A sketch for an idea about Jean Francois Lyotard and the figure of St Paul

While most of this blog will be about pop culture, recent history, and ideas or events related to 1997, from time to time I'll post something a little different. This is a pre-amble to a conference paper that became an essay in Re-Reading Jean-Francois LyotardJean-Francois Lyotard. It draws on my fascination with Lyotard's work, and my hobbyistic excitement at the world of the Mediterranean basin from around 300 bce to about 300 ce. I am far from well informed about either.

‘...deposited in traces’: Lyotard, Paul, the hyphen


Even the story I am in the process of narrating reveals that any narrative begins in the middle of things and that its so-called “end” is an arbitrary cut in the infinite sequence of data - [1]


Lyotard’s Perigrinations is not a late book in the sense identified by this conference, though it is on the cusp of lateness. The collection of essays that ‘make it up’ are wide ranging and provide something akin to an intellectual autobiography within which the names that dominate Lyotard’s work (early, middle and late) are modestly but forcefully invoked: Kant, Merleau-Ponty, Freud, Aquinas, Augustine, Marx to name a few.
 A name that is barely touched upon, that is left in the gaps, is that of St Paul. In some senses this is a little peculiar. St Paul is rarely at the forefront of Lyotard’s work but is often in its detail, as aside, example, reference, counter-point, juxtaposition or simply – apparently - as a name among names (which reminds us of Antony Huduk’s question: ‘how do you write a person or a name?’). Yet in this text, where the narrator-philosopher draws attention to his younger self as a would-be monk, an incipient scholast, this saint is, apparently, not invited.

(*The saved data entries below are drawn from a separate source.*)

PR #1280, opened 2026-03-03
Quick Footstep Planner: Support turning, side stepping, and waypoints with new algorithms.

calvertdw:


ihmc-footstep-planning/src/main/java/us/ihmc/footstepPlanning/simplePlanners/QuickFootstep.java
ds58, line 1: Can we get away without it? Also, the naming is problematic. Should either be `QuickFootstepPlannerFootstep` or just `Footstep` because nothing in here is specific to `QuickFootstepPlanner`

ds58 (changes requested):

ihmc-footstep-planning/src/main/java/us/ihmc/footstepPlanning/simplePlanners/QuickFootstep.java
TomaszTB: Maybe it could be a private inner class of the `QuickFootstepPlanner`? Also, if you want to make it small, I think it could be a record class.

ds58: An inner private class would be good but it also has usage in the test

calvertdw: Is it really that problematic? The field are specific to this planner, by the inclusion of swing distance, there's other footstep classes like this too

Image

TomaszTB (approved):

PR #1281, opened 2026-03-05
Set reference frame of camera as soon as we grab the frame

PotatoPeeler3000:


ihmc-perception/src/main/java/us/ihmc/sensors/zed/ZEDImageSensor.java
```diff
@@ -313,7 +316,7 @@ protected boolean grab()
          }
 
          throwOnError(returnCode);
-         lastGrabTime = Instant.now();
+         lastGrabTime = grabTime;
```
PotatoPeeler3000, line 319: By setting the grab time as soon as we get the image, the time is more correct

ihmc-perception/src/main/java/us/ihmc/sensors/zed/ZEDImageSensor.java
```diff
@@ -290,6 +290,9 @@ protected boolean grab()
       {
          // Grab images now
          returnCode = sl_grab(cameraID, zedRuntimeParameters);
+         RigidBodyTransform leftSensorTransformAtGrab = leftSensorFrame.getTransformToWorldFrame();
+         RigidBodyTransform rightSensorTransformAtGrab = rightSensorFrame.getTransformToWorldFrame();
+         Instant grabTime = Instant.now();
```
PotatoPeeler3000, line 295: Need to set these here because this is when we grab the image, if we wait till we pack the RawImage to set the transform, it will have changed already.

ihmc-perception/src/main/java/us/ihmc/sensors/zed/ZEDImageSensor.java
```diff
@@ -290,6 +290,9 @@ protected boolean grab()
       {
          // Grab images now
          returnCode = sl_grab(cameraID, zedRuntimeParameters);
+         RigidBodyTransform leftSensorTransformAtGrab = leftSensorFrame.getTransformToWorldFrame();
+         RigidBodyTransform rightSensorTransformAtGrab = rightSensorFrame.getTransformToWorldFrame();
```
PotatoPeeler3000, line 294: `.getTRansformToWorldFrame()` creates a new object, so that seems fine. It also seems like it will generally be faster then `getTransformToRoot()`. So that's what I used

TomaszTB: > It also seems like it will generally be faster then `getTransformToRoot()`

It's slower. `getTransformToWorldFrame()` does a couple extra checks then calls `getTransformToRoot()` internally. I think creating a new transform and calling `getTransformToRoot()` would be faster. But that's a minor optimization that doesn't really matter

TomaszTB (approved):

PR #1300, opened 2026-03-16
[Cleanup] ROS2HumanoidFrames

TomaszTB:
I spent some more time trying to reproduce the `NotARotationMatrixException` we see with the base footprint frame, but couldn't reproduce it. 

I did clean up some code in the process and fix the base footprint frame to actually match the specification given by ROS 2.

### DIFF
--- a/ihmc-avatar-interfaces/src/main/java/us/ihmc/avatar/drcRobot/CommunicationsSyncedRobotModel.java
+++ b/ihmc-avatar-interfaces/src/main/java/us/ihmc/avatar/drcRobot/CommunicationsSyncedRobotModel.java
@@ -139,7 +139,6 @@ public abstract class CommunicationsSyncedRobotModel
    {
       try
       {
-         fullRobotModel.getElevator().updateFramesRecursively();
          referenceFrames.updateFrames();
       }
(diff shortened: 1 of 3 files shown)


calvertdw (approved):

ihmc-avatar-interfaces/src/main/java/us/ihmc/avatar/drcRobot/CommunicationsSyncedRobotModel.java
```diff
@@ -139,7 +139,6 @@ private void updateFramesForFullRobotModel()
    {
       try
       {
-         fullRobotModel.getElevator().updateFramesRecursively();
```
ds58, line 142: How does this change affect things?

TomaszTB: Oh this wasn't meant to be part of this PR but I guess it may as well be 🤷

The referenceFrames.updateFrames() call updates the fullRobotModel internally. So it was updating the fullRobotModel twice.

ds58 (approved):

Lyotard’s own ‘sequence of data’ later includes a series of essays that – together with a correspondence with Eberhard Gruber – ‘make up’ the book The Hyphen (or Un trait d’union).
In this book, St Paul certainly is at the forefront of the argument in one of the essays, and the monkish Lyotard asserts a relation between Jew and Christian that hinges on Paul, the ‘Christian Jew’[2] whose Mediterranean apostasy led to his execution in 66. His letters to the various peoples of the region had, by the time of his death, set in train the intellectual and theological debate that would sunder the Jew from the Christian through the Pauline dialectic between “slave and freeman”[3]. The specific arguments presented by Lyotard relating to Paul’s mission are not the main purpose of this paper, rather some of the ideas posed by Lyotard in this book and their relationship with other positions from earlier in his career are.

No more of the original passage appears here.